United States Court of Appeals, Fourth Circuit
May 17, 1949
174 F.2d 391 (4th Cir. 1949)

Summary

holding such positions "show no personal bias on the part of the judge against any of the defendants, but, at most, zeal for upholding the rights of Negroes under the constitution and indignation that attempts should be made to deny them their rights. A judge cannot be disqualified because he believes in upholding the law, even though he says so with vehemence."

Summary of this case from Wessmann by Wessmann v. Boston School Committee

Opinion

No. 5861.

Argued April 8, 1949.

Decided May 17, 1949.

Appeal from the United States District Court for the Eastern District of South Carolina, at Charleston; J. Waties Waring, Judge.

Action by David Brown, on behalf of himself and others similarly situated, against W.P. Baskin and others to protect the right of Negro citizens to participate in Democratic primaries. From a judgment for plaintiff, 80 F. Supp. 1017, the defendants appeal.

Judgment affirmed.

Robert McC. Figg, Jr., Charleston, S.C. (Eugene S. Blease, Newberry S.C., Sidney S. Tison, Bennettsville, S.C., and George Warren, Hampton, S.C., on the brief), for appellants.

Thurgood Marshall, New York City (Harold R. Boulware, Columbia, S.C., Robert L. Carter and Constance Baker Motley, New York City, on the brief), for appellee.

Before PARKER, Chief Judge, and SOPER and DOBIE, Circuit Judges.


This appeal presents another chapter in the effort to exclude Negro citizens from any effective participation in elections in South Carolina, where the vote in the Democratic Primary controls, to all practical intents and purposes, the choice in general elections. Prior to the decision in Smith v. Allwright, 321 U.S. 649, 64 S.Ct. 757, 88 L.Ed. 987, 151 A.L.R. 1110, Negroes were excluded from voting in the Democratic Primary in South Carolina, which was conducted pursuant to state law. Following the decision in that case, which upheld the right of Negroes to vote in primary elections, the Governor of South Carolina convened the Legislature in special session and recommended that all primary laws of the state be repealed, with the avowed purpose of preventing Negroes from participating in the Democratic primaries. Pursuant to this recommendation the primary laws were repealed and the Democratic primaries were conducted thereafter under rules prescribed by the Democratic Party of South Carolina but in the same manner and in such way as to produce the same results as when conducted under state law. In Elmore v.
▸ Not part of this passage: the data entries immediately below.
PR #1312, opened 2018-05-06
Updates to Examples PSSA settings file to include more rule config

rkeithhill:


rkeithhill:
@bergmeister Could you take a quick look at this?  This is for the Examples folder we ship with VSCode. I've updated the PSSA settings file in it to include info on various rule configurations.

examples/PSScriptAnalyzerSettings.psd1
```diff
@@ -1,6 +1,5 @@
-# The PowerShell Script Analyzer will generate a warning
-# diagnostic record for this file due to a bug -
-# https://github.com/PowerShell/PSScriptAnalyzer/issues/472
+# For more information on PSScriptAnalyzer settings see:
+# https://github.com/PowerShell/PSScriptAnalyzer/blob/master/README.md#settings-support-in-scriptanalyzer
```
bergmeister: Also linking to the shipped settings files could be useful: https://github.com/PowerShell/PSScriptAnalyzer/tree/master/Engine/Settings

examples/PSScriptAnalyzerSettings.psd1
```diff
@@ -25,4 +24,48 @@
...
+    #     }
+    #     PSProvideCommentHelp = @{
+    #         Enable                  = $true
+    #         ExportedOnly            = $false
+    #         BlockComment            = $true
+    #         VSCodeSnippetCorrection = $false
+    #         Placement               = "before"
+    #     }
+    #     PSUseCompatibleCmdlets = @{
+    #         compatibility = @("core-6.0.0-alpha-windows", "core-6.0.0-alpha-linux")
```
bergmeister: I want to merge [this](https://github.com/PowerShell/PSScriptAnalyzer/pull/954) PR before the release next week, which will delete those files and replace it with newer ones. Therefore I would remove thise example, you do not need to document PSSA.

rkeithhill: I'd much prefer a link to a list of configurable PSSA rules but I didn't see one.  I spent ~10 minutes going through every single rule doc, looking for the ones that are configurable.  I think it would be nice if PSSA had a list of configurable rules that could be linked to.  :-)

bergmeister: `Get-ScriptAnalyzer` gives you all the rules and one has to look at each rule doc for configuration. The plan is to include one settings file in the PSSA repo itself with all rules and options being present. I had the same problem when doing it the first time for me a few months ago and had only the rule docs and example files. Since I didn't write the tool, I can also only use as much as currently is there. I learn more about it as I read the code and improve docs as I go along.

rkeithhill: My point is that somewhere in this [README](https://github.com/PowerShell/PSScriptAnalyzer/blob/master/RuleDocumentation/README.md) it would be helpful to have a list of the configurable rules.

rkeithhill:
OK, so this PR title should now be - "Improved documentation & links in the Examples PSSA settings file".

examples/PSScriptAnalyzerSettings.psd1
bergmeister: I have deleted this ReadMe already in the `development` branch because it got too much out of date and there is a lot of duplicated and outdated information on the repo. Why do you want to know whether a rule is configurable? The idea would be that one takes the monolithic example file with all rules and configuration examples and then one deletes the rules that one is not interested in and adapt the configuration of the remaining rules.
There is an outstanding issue to get all configurable rules using `Get-ScriptAnalyzer` and I remember giving it a quick try in an attempted PR and there were various problems, hence why I left the issue for the moment: https://github.com/PowerShell/PSScriptAnalyzer/issues/823

rkeithhill: Ah, that's too bad. I just submitted a PR to fix the broken links and add a column for `Configurable`.  Because I'm too lazy and don't have enough time to read through all the docs.  If a rule isn't working for me, I'll just disable it. OTOH if I saw that the rule was configurable it wouldn't take me long to make it work for me, then I'd leave it enabled.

Rice, D.C., 72 F. Supp. 516, those conducting these primary elections were enjoined from denying to Negro citizens the right to vote therein; and this was affirmed by us on appeal in Rice v. Elmore, 4 Cir., 165 F.2d 387, where we gave the most careful consideration to the questions involved. Certiorari to review our decision was denied by the Supreme Court. 333 U.S. 875, 68 S.Ct. 905.

Following the denial of certiorari in Rice v. Elmore, the Democratic Party of South Carolina adopted rules under which control of the primaries in that state was vested in clubs to which Negroes were not admitted to membership, and voting in the primaries was conditioned upon the voter's taking an oath that he believed in social and educational separation of the races and was "opposed to the proposed Federal so-called F.E.P.C. law." Negroes desiring to vote in the primaries were required, in addition, to present general election certificates, a requirement not exacted of white voters.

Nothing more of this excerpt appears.